Presidente defende papel mais ativo do país na América do Sul e discorda da posição americana

Lula quer que Brasil "assuma sua grandeza"

Alan Marques/Folha Imagem
Diante do brasão da Força Aérea do Equador, Lula dá entrevista antes de embarcar para o Brasil


FÁBIO ZANINI
ENVIADO ESPECIAL A QUITO

O presidente Luiz Inácio Lula da Silva defendeu ontem, ao encerrar sua primeira viagem oficial ao exterior, que o Brasil "assuma sua grandeza", tenha maior proximidade com assuntos de países vizinhos e lidere o processo de integração da América do Sul.
Lula deixou claro que o papel ativo do Brasil na articulação de um grupo de países amigos empenhados na busca de uma solução para a crise venezuelana, formalizado anteontem, dará o tom de sua política externa para a América do Sul.
"Precisamos abrir novos espaços, vamos desbravar a América do Sul, que está tão próxima e tão distante ao mesmo tempo", declarou o presidente pela manhã, na base aérea de Quito (Equador), antes de voltar ao país.
O Brasil, de acordo com Lula, exercerá sua vocação natural para comandar a integração continental. "Acho incrível que todos os países da América do Sul vejam no Brasil uma liderança natural para o continente.
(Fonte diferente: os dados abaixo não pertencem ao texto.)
Issue #375, opened 2025-04-03
Distributed typings for `version` have an invalid import


giles-v:
I think the image conveys this best -- the source code is one level above the `package.json`, but when distributed, it's two.

<img width="720" alt="Image" src="https://github.com/user-attachments/assets/dba94326-28a4-414c-8f90-471133b19594" />

giles-v:
To be clear: the issue here is that the `../` directory traversal reaches into the `dist/` folder, which doesn't contain the `package.json` file (whereas in source code, it traverses into the project root, which has the `package.json` in).

3cp:
Yes, that's what I thought too. I changed the code to let d.ts to skip the reference of package.json.

giles-v:
@3cp to confirm this is definitely corrected by https://github.com/meriyah/meriyah/pull/377, closing this issue 👍

3cp:
Yes

PR #377, opened 2025-04-03
fix(parser): get/set/from/of are allowed as identifiers

### LINKED ISSUE #376: Parse failure for `await set()` - cannot use "await" as identifier inside an async function
```js
import { parseModule } from "meriyah";

let code = `
let foo = async () => {
    bar();
    await set();
};
`;

const result = parseModule(code);
console.log(result);
```

If I remove the call to `bar()`, or rename `set()` to something else (e.g. `setFn()`), it parses without error.

`meriyah@6.0.5`.

3cp:
closes #376

### DIFF
--- a/src/meriyah.ts
+++ b/src/meriyah.ts
@@ -4,6 +4,7 @@ import * as ESTree from './estree';
 // Current version
 import { version as pkgVersion } from '../package.json';
 
+// This bypass troublesome package.json in generated d.ts file.
 const version: string = pkgVersion;
 
 /**
--- a/src/meriyah.ts
+++ b/src/meriyah.ts
@@ -2,7 +2,9 @@ import { Context } from './common';
 import { parseSource, Options } from './parser';
 import * as ESTree from './estree';
 // Current version
-import { version } from '../package.json';
+import { version as pkgVersion } from '../package.json';
+
+const version: string = pkgVersion;
 
 /**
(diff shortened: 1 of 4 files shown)


src/meriyah.ts
```diff
@@ -2,7 +2,10 @@ import { Context } from './common';
 import { parseSource, Options } from './parser';
 import * as ESTree from './estree';
 // Current version
-import { version } from '../package.json';
+import { version as pkgVersion } from '../package.json';
+
+// This bypass troublesome package.json in generated d.ts file.
+const version: string = pkgVersion;
```
giles-v, line 8: I assume this is a fix for #375? Curious why -- the error I got from TypeScript was a failure to resolve the `../package.json` import, which will still happen here. Looks like my report wasn't specific enough.

3cp: This lets typescript to skip reference of package.json in generated d.ts file.
```js
import { Options } from './parser';
import * as ESTree from './estree';
declare const version: string;
export declare function parseScript(source: string, options?: Options): ESTree.Program;
export declare function parseModule(source: string, options?: Options): ESTree.Program;
export declare function parse(source: string, options?: Options): ESTree.Program;
export { Options, ESTree, version };
```

fisker (approved):

3cp:
v6.0.6 is released.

Só o Brasil é que durante 500 anos não enxergou e não quis fazer isso", disse.
Na visão de Lula, o país tem de "desabrochar". "O Brasil precisa fazer como se fosse um botão de rosa, desabrochar de uma vez por todas, assumir sua grandeza e dar a contribuição que tem de dar à América do Sul e ao mundo."
Nos últimos dois dias, a liderança do Brasil foi defendida pelos presidentes Hugo Chávez (Venezuela) e Lucio Gutiérrez (Equador). Lula listou exemplos de possível integração do Brasil com outros países e falou da expansão de financiamentos do BNDES ao Equador, assistência agrícola e científica à Colômbia e ações comuns de combate ao tráfico.
"Esta viagem [ao Equador] consolidou uma coisa: temos muito que contribuir [com países vizinhos] em políticas de saúde, educação, combate à fome, desenvolvimento tecnológico", declarou o presidente. Para ele, o governo brasileiro está começando a construir uma "nova América do Sul".

Venezuela
Ao referir-se especificamente à crise venezuelana, Lula fez críticas à oposição a Chávez, que quer a saída do presidente, e aos EUA, país que defende a antecipação de referendo sobre o mandato presidencial, marcado para agosto.
"O dado concreto que ninguém pode questionar é que o presidente Chávez tem um mandato constitucional. A partir daí é que temos de encontrar uma saída."
Lula lembrou sua própria trajetória política para reforçar a defesa do respeito às regras. "Participei do maior movimento cívico da história do meu país, a campanha pelas Diretas [1984]. Perdemos, choramos, mas acatamos. Perdi três eleições, mas vocês nunca me viram dizer que tinha de derrubar o presidente no dia seguinte", afirmou.
Com ironia, disse que a baixa popularidade de um presidente não é fator suficiente para removê-lo do cargo -a oposição argumenta que Chávez é reprovado pela maioria da população.
"Se nós aceitarmos a lógica de que uma pesquisa que dá um presidente com baixa aceitação é razão para tirá-lo, vai ter troca antecipada de presidente em todos os países", disse. Lula também tomou o cuidado de dizer que não quer interferir em questões de um país vizinho, como acusa a oposição na Venezuela, mas auxiliar.
"Não estamos querendo dizer o que deve ser feito, porque o povo venezuelano é por demais inteligente, por demais esperto, para saber o que é melhor para ele."
Em uma crítica indireta aos EUA, o presidente afirmou não crer que a antecipação de eleições seja suficiente para solucionar a questão venezuelana. "Tem gente que acha que a solução se dará com uma simples eleição. Eu não acredito. Antes, é preciso pactuar a sociedade venezuelana", disse.
O presidente justificou a inclusão dos EUA no Grupo de Amigos afirmando que os norte-americanos, por terem maior proximidade com a oposição venezuelana, poderão ajudar.
"É preciso ter pessoas com pensamentos antagônicos para construir consenso. A pluralidade é que vai possibilitar a construção de um processo de paz, e os EUA têm pensamento mais próximo da oposição", disse.
Até a formação do grupo, anteontem em Quito, EUA e Brasil lutavam para liderá-lo.